(b)lines Ask the Expert – Terminating the Old and Starting Anew

March 3, 2009 (PLANSPONSOR (b)lines) - A plan adviser asks: "If a plan sponsor wants to terminate its existing 403(b) plan and start a new one, does it have to wait a year before starting the new one?"

They may have to.  In order for a section 403(b) plan to be considered terminated, all accumulated benefits under the plan must be distributed to all participants and beneficiaries “as soon as administratively practicable” after termination of the plan.  But under the regulations, the employer that sponsored that terminated plan is required to not make contributions to any section 403(b) contract (known as a “successor 403(b) plan”) during the period beginning on the date of plan termination and ending 12 months after distribution of all assets from the terminated plan. 

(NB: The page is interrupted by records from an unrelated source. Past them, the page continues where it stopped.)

PR #415, opened 2021-04-20
Ensure scheduled tasks are not executed in `query` `batch mode`. Closes #301

### LINKED ISSUE #301: Don't prompt for updates when running non-interactive query
**Describe the bug**
We should skip the update check when running queries in non-interactive mode.  If people are running scheduled jobs, this probably messes up their output...

`steampipe version 0.3.0-rc.0`

Example: v0.3.0

**To reproduce**
```sql
$ steampipe query "select * from aws_account"
+----------------------------------------------------------+
|                                                          |
| Updated versions of the following plugins are available: |
|                                                          |
|   turbot/azure        @ latest           0.2.2 → 0.3.0   |
|   turbot/digitalocean @ latest           0.2.1 → 0.3.0   |
|   turbot/alicloud     @ latest           0.0.2 → 0.0.3   |
|   turbot/aws          @ latest           0.6.0 → 0.7.0   |
|   turbot/gcp          @ latest           0.3.0 → 0.3.1   |
|                                                          |
| You can update by running steampipe plugin update --all  |
|                                                          |
+----------------------------------------------------------+

```
**Expected behavior**
No update prompts for non-interactive query - just the results.

binaek89:


task/runner.go
```diff
@@ -22,21 +24,22 @@ func RunTasks() {
 func NewRunner() *Runner {
 	r := new(Runner)
 	r.currentState, _ = statefile.LoadState()
-	r.shouldRun = r.getShouldRun()
 	return r
 }
 
 func (r *Runner) Run() {
-	if r.shouldRun {
+	if r.getShouldRun() {
```
kaidaguerre, line 31: rename to `shouldRun()`

task/runner.go
```diff
@@ -66,3 +69,14 @@ func (r *Runner) getShouldRun() bool {
 	minutesElapsed := now.Sub(lastCheckedAt).Minutes()
 	return minutesElapsed > minimumMinutesBetweenChecks
 }
+
+func (r *Runner) shouldRunUpdateChecks() bool {
```
kaidaguerre, line 73: add a comment - return whether to run the update checks. These are disabled when running queries in batch mode.

add a similar comment for shouldRun

kaidaguerre (changes requested):

PR #419, opened 2021-04-23
New Feature :: `CI` mode for steampipe commands. Closes #233

### LINKED ISSUE #233: steampipe `CI` mode
We should have a `--ci` flag for all commands.

`TBD: do we also need an environment variable?`

When `CI` mode is enabled, the CLI will:
* disable `scheduled tasks` (`cli update check`, `plugin update check`, `log trimming`)
* disable `spinner` display
* disable `paging` of output

binaek89:
`CI` mode in the steampipe CLI is meant to be useful when the user wants to disable all extraneous activities.

We have taken design queues from `terraform` which has `-input=false` and `-auto-approve` flags for running in automated environments. `terraform` also support a `TF_IN_AUTOMATION` environment variable.

This PR adds a new `--ci` flag for all commands.

When the `--ci` flag is passed in any command, the CLI will:
* disable `scheduled tasks` (`cli update check`, `plugin update check`, `log trimming`)
* disable `spinner` display
* disable `paging` of output

### DIFF
--- a/cmd/plugin.go
+++ b/cmd/plugin.go
@@ -194,7 +194,7 @@ func runPluginInstallCmd(cmd *cobra.Command, args []string) {
 	// a leading blank line - since we always output multiple lines
 	fmt.Println()
 
-	spinner := utils.ShowSpinner("")
+	spinner := display.ShowSpinner("")
 
 	for _, p := range plugins {
 		isPluginExists, _ := plugin.Exists(p)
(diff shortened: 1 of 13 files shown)


e-gineer:
@binaek ... This is a fairly large change to the command line behavior, will require significant review of the commands level (not so much the code).

Can you please expand on exactly how this new command will work? How does it interact with / change the existing commands? Looking to understand the changes to the commands / behavior / user experience.

PR #429, opened 2021-04-26
Ensure update notification is never displayed when running in query `batch` mode. Closes #428

### LINKED ISSUE #428: `update-check` notification in `batch` `query` mode
**Describe the bug**
Update checks take place even if in `batch mode` when the `internal/update-checks.json` file does not exist

v0.4.1

**To reproduce**
* move existing `internal/update-checks.json` to a known location
* execute `steampipe query "select 1 val"`

In the output, update notification is coming up before the query output

**Expected behavior**
Should print only the query output:
```
+-----+
| val |
+-----+
| 1   |
+-----+
```

**Additional context**

binaek89:


task/runner.go
```diff
@@ -58,26 +58,33 @@ func (r *Runner) runAsyncJob(job func(), wg *sync.WaitGroup) {
 // determines whether the task runner should run at all
 // tasks are to be run at most once every 24 hours
 // also, this is not to run in batch query mode
-func (r *Runner) shouldRun() bool {
+func (r *Runner) shouldRun() (returnValue bool) {
+	returnValue = true
+
+	defer func() {
```
kaidaguerre, line 64: why defer this - why not just return out at once in batch mode?

also - not too keen on usage of named return value here - I think often it makes code more confusing. I guess we need it for defer... but could be removed if we remove defer?

PR #432, opened 2021-04-27
.output metacommand should more helpful output when no args are passed. closes #375

### LINKED ISSUE #375: .output metacommand should more helpful output when no args are passed
currently it shows 
```
Error: command needs 1 argument(s) - got 0
```

It should show something useful like `.multi` does
```
multi-line mode is on. You can disable it with: .multi off
```

tyagiparth:


kaidaguerre:
A more extensive approach to this is required, closing this for now until we have time to revisit

PR #458, opened 2021-05-11
fixes spinner new line issue for long texts. Closes #450

### LINKED ISSUE #450: Spinner displays multiple newlines if spinner text is wider than the terminal
for example 
```
steampipe check aws.control_group.cis_v130
```
with a narrow screen

binaek89:
spinner displays a new line on every refresh if the text given as suffix to the spinner exceeds the current terminal width.

this fix truncates the suffix to the maximum available width and appends ellipsis at the end

### DIFF
--- a/display/spinner.go
+++ b/display/spinner.go
@@ -1,4 +1,4 @@
-package utils
+package display
 
 import (
 	"fmt"
--- a/display/spinner.go
+++ b/display/spinner.go
@@ -3,6 +3,7 @@ package display
 import (
 	"fmt"
 	"os"
+	"strings"
 	"time"
 
 	"github.com/briandowns/spinner"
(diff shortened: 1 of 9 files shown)


display/spinner.go
```diff
@@ -10,16 +10,27 @@ import (
...
 
+//
+// spinner format:
+// <spinner><space><message><space><dot><dot><dot><cursor>
+// 		1	   1   [.......]   1     1    1    1     1
+// We need at least seven characters to show the spinner properly
+//
+// Not using the (…) character, since it is too small
+//
+const mustHaveCharLengthForSpinner = 7
```
kaidaguerre, line 21: rename to minSpinnerWidth

display/spinner.go
```diff
@@ -10,16 +10,27 @@ import (
...
+
 func truncateSpinnerMessageToScreen(msg string) string {
 	if len(strings.TrimSpace(msg)) == 0 {
 		// if this is a blank message, return it as is
 		return msg
 	}
+
 	maxCols, _, _ := gows.GetWinSize()
-	if maxCols < 7 {
+	if maxCols < mustHaveCharLengthForSpinner {
```
kaidaguerre, line 30: so is this check saying - 
```
if the screen is smaller than the minimum spinner width, we cannot truncate to make it fit
```

if so, let's add that as a comment

PR #476, opened 2021-05-18
Add support for control dry run with a `--dry-run` flag to check command to show which controls would be run. Closes #468

### LINKED ISSUE #468: Add --dry-run flag to check command to show which controls would be run

binaek89:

However, if at all times during the period beginning 12 months before the termination and ending 12 months after distribution of all assets from the terminated plan fewer than 2% of the employees who were eligible under the terminated 403(b) plan as of the date of plan termination are eligible under an alternative section 403(b) plan, that alternative 403(b) plan can be disregarded for purposes of that prohibition.

The consequence of violating this rule would be impermissible plan distributions, which would cause all affected contracts to fail to satisfy section 403(b). 

So the practical answer is that if the employer intends to create a successor 403(b) plan within 12 months after the final distribution from a terminated 403(b) plan, it should instead freeze and continue to maintain the old 403(b) plan rather than terminate it.  Of course, that would require the kind of continued administration that the employer was probably trying to avoid.

-David Powell, Groom Law Group, Chartered

NOTE: This feature is to provide general information only, does not constitute legal advice as part of an attorney-client relationship, and cannot be used or substituted for legal or tax advice.